An ideal translated video should have the following characteristics: accurate subtitles, appropriate length, voice tone matching the original, and perfect synchronization between subtitles, audio, and visuals.

This guide details the four steps of video translation and provides optimal configuration recommendations for each step.

Step 1: Speech Recognition

  • Goal: Convert speech in the video into subtitle files in the corresponding language.

  • Corresponding Control Element: "Speech Recognition" row

  • Best Configuration for Non-Chinese:

    • Select faster-whisper(local)
    • Choose model large-v2, large-v3, or large-v3-turbo
    • Select speech segmentation mode Overall Recognition
    • Check Preserve Original Background Audio (time-consuming)
  • Best Configuration for Chinese:

    • Select Ali FunASR
    • Select speech segmentation mode Overall Recognition
    • Check Preserve Original Background Audio (time-consuming)
  • Best Configuration for Minor Languages:

    • Select Gemini Large Model Recognition
  • Note: Processing is extremely slow without an Nvidia GPU or a configured CUDA environment for CUDA acceleration. May crash with insufficient VRAM.

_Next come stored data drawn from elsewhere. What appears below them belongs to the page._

PR #243, opened 2026-06-19
[api/integration] Re-sync debug workflows on each API startup

noe-charmet:
When the debug integration provider is enabled, its repositories are static fixtures with no webhook, so workflow definitions never re-sync after the initial bind. Editing the debug fixtures (or changing the definitions schema) left no easy way to re-run the sync.

On each API startup, when the debug provider is enabled, the API now emits one `INTEGRATION_SOURCE_COMMIT_PUSHED` for the debug `platform` repo on its main branch, for every active debug connection. That re-drives the existing definitions-sync pipeline (projects subscriber, then definitions, then Temporal), so the debug workflows are re-discovered and re-applied on every boot. It is a no-op when the debug provider is disabled.

Key decisions:

- Only the typed event is emitted, never the generic `INTEGRATION_EVENT_RECEIVED` envelope, so triggers never re-run `on_push` workflows on restart.
- The re-sync logic lives in the debug provider package (`libs/api/integration/debug`); core only contributes the two injected DB primitives (list debug connections, write the typed outbox row) and the boot trigger on `IntegrationsContext`.
- The boot hook is error-isolated (try/catch + log), so a re-sync failure never blocks API startup, matching the existing `startModuleWorkers` posture.
- `headCommitSha` is a stable synthetic constant (`debug-startup-resync`), so the same `definition-sync` workflow id re-runs each boot via Temporal's `ALLOW_DUPLICATE`; `deliveryId` is unique per emission for log traceability.

Review notes: unit coverage asserts the emission contract, including the zero-envelope guarantee and the boot error isolation. Not exercised in CI: the full cross-module chain and the Docker end-to-end (enable the provider, bind a project to `debug:platform`, restart, confirm a sync runs while no `on_push` run fires).

---
## Summary by cubic
Re-syncs debug workflow definitions on every API startup by emitting a typed commit-pushed event for the debug `platform` repo per active debug connection. No effect when the debug provider is disabled, and it never triggers `on_push` workflows.

- **New Features**
  - Adds generic provider `startupTasks` executed post-migrations via `integrations.runStartupTasks()`; the debug provider registers a re-sync task; no-op if the provider isn’t enabled.
  - Emits only `INTEGRATION_SOURCE_COMMIT_PUSHED` with `headCommitSha` `debug-startup-resync`, a unique `deliveryId`, and skips delivery dedup; never writes the generic envelope.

Step 2: Subtitle Translation

  • Goal: Translate the subtitle file generated in Step 1 into the target language.

  • Corresponding Control Element: "Translation Channel" row

  • Best Configuration:

    • First Choice: If you have a VPN and know how to configure it, use the gemini-2.5-flash model in Menu - Translation Settings - Gemini pro (Gemini AI channel).
    • Second Choice: If you don't have a VPN or cannot configure a proxy, select DeepSeek in the "Translation Channel".

    How to use GeminiAI: https://pyvideotrans.com/gemini.html

Step 3: Dubbing

  • Goal: Generate dubbing based on the translated subtitle file.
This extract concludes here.